Suggestions for how to make this happen:

  • Get a story in the local paper(s) a few weeks prior to your direct mail dropping.
    Get an interview on a local, new channel or radio station a week or two before your mail drops so you are foremost in folks minds.
  • Schedule an e-newsletter/article/e-blast with a story/message similar to your direct mail appeal a week or so AFTER the direct mail drops so you catch folks who may not have opened their mail, who forgot to write that check, or didn’t have time to read it all initially. Be sure to have a donate now button on the email.
  • Get an interview on a local, new channel or radio station a week or two before your mail drops so you are foremost in folks minds.
  • Schedule an e-newsletter/article/e-blast with a story/message similar to your direct mail appeal a week or so AFTER the direct mail drops so you catch folks who may not have opened their mail, who forgot to write that check, or didn’t have time to read it all initially. Be sure to have a donate now button on the email.
  • Update your website to have content associated with your appeal (could be on the main page, a new page, the donate now page, etc.) so folks can learn more when they visit your site. 
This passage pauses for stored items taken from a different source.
PR #8088, opened 2024-09-23
document: add guide for using props as a key of query

S-sohofi:


suneettipirneni:
As of https://github.com/TanStack/query/pull/7608. You no longer need an intermediate `computed` statement for props. You can just use the getter syntax `() => props.foo` directly. It would probably be worth documenting this as using a computed ref for a simple property access is less efficient than using a getter.

S-sohofi:
> As of #7608. You no longer need an intermediate `computed` statement for props. You can just use the getter syntax `() => props.foo` directly. It would probably be worth documenting this as using a computed ref for a simple property access is less efficient than using a getter.

you mean I should do like this?

```
<script setup>
  const props = defineProps([todoId])
  const queryKey = ['todos', ()=>props.todoId]
  const result = useQuery(queryKey, () => fetchTodoById(todoIdValue.value))
</script>
```
but it didn't work for me.
are these changes merged with the main branch?

TkDodo (changes requested):
not sure what happened here but prettier seems to not handle those setups scripts very well ?

S-sohofi:
@TkDodo i've fixed the problem with prettier.

TkDodo:
> I’ve fixed the problem with prettier.

you’ve worked around prettier. Now prettier runs again and it automatically re-formats again.

see: https://github.com/TanStack/query/pull/8088/commits/9b9c095147eeae6dc2d4f7da1bfcc3b17bc32cf4

S-sohofi:
I've done it in another way, recheck it @TkDodo .

TkDodo:
please use prettier locally; it re-formatted again; gonna close this as it kinda wastes my time, sorry.

PR #8092, opened 2024-09-23
[perf] improve perf, as discussed in #8091

joeljeske:


Aghassi:
> Thanks - I think proxies should work well. Just for context, when we started out, we had to support browsers that didn’t have proxy support and we never re-visited it.
> 
> I think there are two other places that use `Object.defineProperty`. Can you take a stab at them as well please?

The more integrated your appeal, the more chances for returns on your investment of time and energy.

Next steps: How will you track the success of this appeal? How much did it cost and how much did it cost to raise a dollar? Have you segmented the metrics overall and for each segment of your appeal? What was your average gift overall and from each segment? Who is tracking this data and where?

After your appeal drops, then you need to know the next steps to donor relations that create donor retention. What is your donor relations plan? How will you thank each donor and when? What will their next donor touch be and when?

Development work is a never-ending planning project.